О пьянстве нужно говорить вслух. Как кричать «караул!», когда тебя убивают. Это святые молитвы про себя шепчут, ибо обращены – к Богу, которого почитают. А крики о помощи, как и проклятия, мы произносим вслух, потому что они обращены к людям, а не к небожителям. Лучшая информация о болезни – это личный опыт. Делиться опытом – значит одновременно бороться с этим психическим недугом. Опыт преодоления сего всепроникающего бедствия драгоценен так же, как результат наблюдений за самопрививкой холерной бациллы.

Сколько страшных болезней (чума, оспа, туберкулез, полиомиелит, проказа, та же холера) превозмогла или усмирила воля человеческого разума, сколько жертв и просто затрат понес цивилизованный мир, высвобождаясь от очередной «кары господней», будь то дифтерит или глазная катаракта. Безвирусный, незаразный, индивидуально культивируемый алкоголизм оказался неизлечимее любой язвы или чумы. И самое непостижимое здесь в том, что вылечиться от него можно безо всяких препаратов и снадобий, причем, как говорится, в одночасье.

Дело за малым: просто в один из чудесных дней отвернуться от стакана. Мысленно перекрыть «кранчик». Захлопнуть глотку. Многие в подобной ситуации, как последний аргумент, задают вопрос: а ради чего отворачиваться, с какой стати перекрывать, во имя какой цели – захлопнуть? Живем-то все однова – и те, кто зашибает, и те, кто… марки собирает или в церковном хоре поет, и те, что в грудь стучат: люблю Родину! Стучат, но ради процветания оной пальцем о палец не ударяют, а только тянут ее, многострадальную, в уныние и разорение.

Тема пьянства конечно же грустная, ничего героического или хотя бы романтического в себе не содержит, распространяться о ней даже на исповеди – дурной тон… Все равно что о еврейском вопросе. И все ж таки, думается мне, человека, избавившегося от «неизлечимого» недуга, не грех выслушать. А то, что пьянство, метастазирующее в алкоголизм, – рак духа, никак не меньше, сомневаться не приходится. И здесь «свидетельство очевидца» – всегда ценно, всегда притягательно. Сколько трепещущих, заранее, благодарных взоров приковано, скажем, к доктору Илизарову, выпрямляющему и удлиняющему конечности, трансформирующему костные аномалии, дарующему радость избавления от физического уродства, то есть уродства внешнего. И тут мне быстренько возразят: Илизаров – врач, целитель, а герой вашего сочинения всего лишь бывший алкаш, в лучшем случае – выздоровевший пациент (это если верить в его исцеление на слово); так имеет ли право на проповедь врачующийся в отличие от врачевателя?

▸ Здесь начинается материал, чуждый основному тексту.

PR #630, opened 2018-11-13
refactor: use Object.assign

JustinBeckwith:
This replaces the usage of `_.defaults` with `Object.assign`.  Note that the order of assignment with this change is reversed.


murgatroid99:
`Object.assign` modifies the first argument, so almost all of these changes are invalid.

JustinBeckwith:
Good catch :)  Updated to assign into a new obj.  PTAL!

murgatroid99:
I've never seen that MacOS failure before, but I also don't see how these changes could have caused it. I'm rerunning the tests again.

JustinBeckwith:
@murgatroid99 looks like the re-run fix it 🤷‍♂️

PR #635, opened 2018-11-15
refactor: drop usage of _.zipObject

JustinBeckwith:
Replaces `_.zipObject` with a reduce function.

### DIFF
--- a/packages/grpc-native-core/src/common.js
+++ b/packages/grpc-native-core/src/common.js
@@ -112,6 +112,20 @@ exports.getMethodType = function(method_definition) {
   }
 };
 
+/**
+ * Given an array of property names and an array of values,
+ * combine the two into an object map.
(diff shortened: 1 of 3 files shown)


packages/grpc-native-core/src/common.js
```diff
@@ -112,6 +112,20 @@ exports.getMethodType = function(method_definition) {
   }
 };
 
+/**
+ * Given an array of property names and an array of values,
+ * combine the two into an object map.
+ * Equivalent to _.zipObject.
```
murgatroid99: This should be marked `@private` in the JSDoc so that it doesn't show up in the generated documentation, since it's not part of the public API.

JustinBeckwith: Good call!

PR #636, opened 2018-11-15
refactor: replace _.assign with Object.assign

JustinBeckwith:
replace _.assign with Object.assign


murgatroid99:
The Mac test failure is just a timeout, almost certainly a flake.

PR #640, opened 2018-11-15
refactor: drop usage of _.get

JustinBeckwith:
refactor: drop usage of _.get


murgatroid99:
The only test failure is a timeout on MacOS. That happens from time to time and I'm not worried about it.

PR #831, opened 2020-06-22
Game page map inline

yzemaze:
- map inline
- map-size calculation corrected to prevent pagebreaks due to map width set wider than necessary
- buy_companies wrapped & display: flex to avoid setting max-width (which could be a problem later on)
- min. 3 companies will be rendered inline (with rem <= 16px), max. depends on width of map
- route_selection slimmed

### DIFF
--- a/assets/app/view/game/company.rb
+++ b/assets/app/view/game/company.rb
@@ -8,6 +8,7 @@ module View
       needs :selected_company, default: nil, store: true
       needs :game, store: true
       needs :tile_selector, default: nil, store: true
+      needs :inline, default: true
 
       def selected?
         @company == @selected_company
@@ -65,14 +66,13 @@ module View
 
         props = {
           style: {
-            display: 'inline-block',
             cursor: 'pointer',
             border: 'solid 1px gainsboro',
             'border-radius': '10px',
             overflow: 'hidden',
             padding: '0.5rem',
             margin: '0.5rem 0.5rem 0 0',
-            width: '300px',
+            width: '19rem',
             'text-align': 'center',
             'font-weight': 'bold',
             'vertical-align': 'top',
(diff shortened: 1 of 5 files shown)


assets/app/view/game/company.rb
```diff
@@ -65,14 +66,13 @@ def render
...
           style: {
-            display: 'inline-block',
             cursor: 'pointer',
             border: 'solid 1px gainsboro',
             'border-radius': '10px',
             overflow: 'hidden',
             padding: '0.5rem',
             margin: '0.5rem 0.5rem 0 0',
-            width: '300px',
+            width: '19rem',
```
tobymao, line 75: is this going to work on all browsers?

assets/app/view/game/map.rb
```diff
@@ -92,9 +92,16 @@ def map_y
       end
 
       def render_map
-        w_size, h_size = @layout == :flat ? [85, 50] : [50, 85]
-        width = (@cols.size * w_size) + GAP
-        height = (@rows.size * h_size) + GAP
+        flat2flat = 85
+        edge_length = 50
```
tobymao, line 96: make these constants

i'm not sure what flat2flat means maybe choose a better name and use snake case

assets/app/view/game/company.rb
yzemaze: I can’t test ’em all (FF, Chrome + Safari/iOS worked fine), but 19rem + 1rem padding = 20rem = width of corps and player cards. So if nobody did complain about them until now I wouldn’t expect any problems.
If font-size (user-setting in browser!) is set to 16px all these cards are 320px wide (+1 px border each side)

assets/app/view/game/map.rb
yzemaze: flat2flat = flat side to flat side = [apothem](https://mathworld.wolfram.com/Apothem.html) * 2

Уверен (не распропагандирован, а убежден): никто не безнадежен до тех пор, пока в нем жив… исцелитель. Наиглавнейшим врачом (доктором, академиком) в процессе избавления пациента от алкоголизма является сам пациент. Это – по упрощенной схеме. По схеме, близкой к науке, избавителем от добровольного сумасшествия служит воля, точнее – ее остаток. Не жалкое, мечтательное желание, а вот именно воля, диктат выбора. Сила действенная, если хотите, агрессивная. Чем «мускулистее» ткань этого эфемерного остатка, чем богаче интеллект, омывающий бугорок воли, чем способнее натура к верованию в идеалы, чем царственней, величественнее для нее «храм Бытия», чем искренней, горячей у пациента любовь к жизни, тем проще пациенту вынырнуть из непроглядного болота самоизничтожения.

Сейчас я прерву себя, чтобы набрать воздуха, чтобы сориентироваться, ибо толковать о болезни искренне – значит вновь погружаться в ее трясину. На страницах «Записок» я еще вернусь к этой проблеме, когда стану рассказывать о конкретных событиях минувшей жизни. А сейчас, завершая свой хаотически-лирический монолог о пьянстве, добавлю всего лишь о нескольких «китах», на которых держится исцеление моего героя: итак, интеллект, осознающий «размеры бедствия», – прежде всего; воля, то есть отчетливое желание плюс действие к избавлению; затем – идеалы, ради которых нужно стараться, – любимое дело, любимый человек; и как примыкающее к идеалам – смысл, вера, то есть нравственная опора; далее – быт, то есть надежная семья, без которой человеческое существо – всего лишь бродяга, жалкий скиталец; и, наконец, врач-друг, которому ты доверился, как самому себе.

Есть еще три «китенка», несущие на себе ношу избавления нашего героя от «недуга века», о которых я не решался обмолвиться из-за внешней непривлекательности этих «китят». Страх, честолюбие, жалость к себе, любимому.

Страх умереть раньше времени, превратиться в инвалида, боязнь чисто физиологических страданий, с которыми связано хлопотное дело «употребления спиртных напитков». Честолюбие, не позволяющее опускаться в глазах соседей по работе, творчеству, образу жизни. И наконец, слезливая жалость к своему униженному организму, способному докатиться до выклянчивания средств к осуществлению мечты, жалость к стремительно разрушающейся, синюшно-рыхлой, одутловатой (некогда – одухотворенной!) оболочке, обреченной на презрительные взгляды женщин, распад и провисание на костях скелета некогда осанистой и бравой стати, жалость к расплывающемуся в испарениях безволия интеллекту и т. д. и т. п.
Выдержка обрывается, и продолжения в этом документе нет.